Undergrad On the expected value of a sum of a random number of r.v.s.

[psie]

TL;DR

I am confused about a proof concerning the expectation of a sum of a random number of random variables

There's a theorem in An Intermediate Course in Probability by Gut that says if $E|X|<\infty\implies EX=g_X'(1)$, where $g_X$ is the probability generating function. Now, consider the r.v. $S_N$, which is the sum of a random number $N$ of terms of i.i.d. r.v.s. $X_1,X_2,\ldots$ (everything's nonnegative integer-valued, and $N$ is independent of $X_1,X_2,\ldots$).
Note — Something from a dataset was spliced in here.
PR #169, opened 2023-07-13
Optional file option prep work

jnikula:
This is all the prep work from #168 without the actual functional change of making the `:file:` option optional. I also dropped the generator removal change, and used `list()` around the caller instead.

One can derive the probability generating function for $S_N$, namely $g_{S_N}(t)=g_N(g_X(t))$. I am now reading a theorem that states;

Theorem If $EN<\infty$ and $E|X|<\infty$, then $ES_N=EN\cdot EX$.
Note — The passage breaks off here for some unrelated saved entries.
PR #639, opened 2023-06-08
Adds argument parsing

calina-c:
Work on #640.

Accomplishments:
- tighter argument parsing, no need to count arguments manually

The author proves this using the theorem I stated in the beginning, namely that $E|X|<\infty\implies EX=g_X'(1)$. What I don't understand is why we require $EN<\infty$ and $E|X|<\infty$. For $ES_N$ to exist via generating functions, we require $E|S_N|<\infty$, but I don't see how this means that we should require $EN<\infty$ and $E|X|<\infty$.
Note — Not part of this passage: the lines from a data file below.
PR #651, opened 2023-06-16
Use latest release of df-py in reward dispense flows

### LINKED ISSUE #628: Update reward distribution CI to use latest release
Update reward distribution CI to use the latest release of df-py (vs main branch which is status quo)

trizin:
Fixes #628

Changes proposed in this PR:

- Use latest release of df-py in reward dispense flows.

### DIFF
--- a/df_py/challenge/csvs.py
+++ b/df_py/challenge/csvs.py
@@ -83,7 +83,7 @@ def load_challenge_data_csv(csv_dir: str) -> Tuple[List[str], List[str], list]:
 
 @enforce_types
 def challenge_data_csv_filename(csv_dir: str) -> str:
-    f = "challenge.csv"
+    f = "challenge_data.csv"
     return os.path.join(csv_dir, f)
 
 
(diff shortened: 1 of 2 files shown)


.github/workflows/checkpoint_feedist.yml
```diff
@@ -14,7 +14,20 @@ jobs:
...
+      - id: df-py
+        uses: pozetroninc/github-action-get-latest-release@master
+        with:
+          owner: oceanprotocol
+          repo: df-py
+          excludes: prerelease, draft
+
+      - name: Set branch to checkout
+        id: set_branch
+        run: echo "BRANCH=${{ github.event_name == 'schedule' && steps.df-py.outputs.release || github.ref }}" >> $GITHUB_ENV
```
calina-c, line 26: I think it's possible to use this directly in checkout, without setting it separately. You will have ref: ${{ steps.df-py.outputs.release }}

calina-c: Ok then here is what I suggest:
- set a default branch to handle the null setting. I don't know how it behaves if you do not set the env, but specify the ref key
- also, I believe BRANCH is a bit generic, can you name it to something more specific? E.g. DF_PY_LATEST_BRANCH or something similar?

calina-c (changes requested):

calina-c (approved):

One idea that comes to mind is the following, but I'm not sure if this is correct: $$E|S_N|=E(|X_1+\ldots +X_N|)\leq E(|X_1|+\ldots +|X_N|)=E (N|X_1|)=EN E|X_1|,$$and so we see that $E|S_N|$ is finite if $EN$ and $E|X_1|$ are finite, as required by theorem. But I'm doubting if $E(|X_1|+\ldots +|X_N|)=E (N|X_1|)$ is correct. Grateful for any confirmation or help.

 

[Office_Shredder]

You can start with
$E|S_N|=\sum_{k=1^\infty} P(N=k) E|X_1+..+X_k|$

And now you are doing triangle inequalities on fixed number of terms

 

[psie]

You can start with
$E|S_N|=\sum_{k=1^\infty} P(N=k) E|X_1+..+X_k|$

And now you are doing triangle inequalities on fixed number of terms

Silly question maybe, but which variables is $S_N$ and consequently $|S_N|$ a function of? Certainly $N$, but is it correct to say it is also a function of $X_1,\ldots,X_N$?

 

[psie]

I think we should be able to write $$S_N = \sum_{j = 1}^{\infty}X_j \mathbf1_{j \leq N},$$ so $S_N$ is $\sigma((Y_n)_{n\in\mathbb N})$-measurable, where $Y_1=N, Y_2=X_1, Y_3=X_2, \ldots$.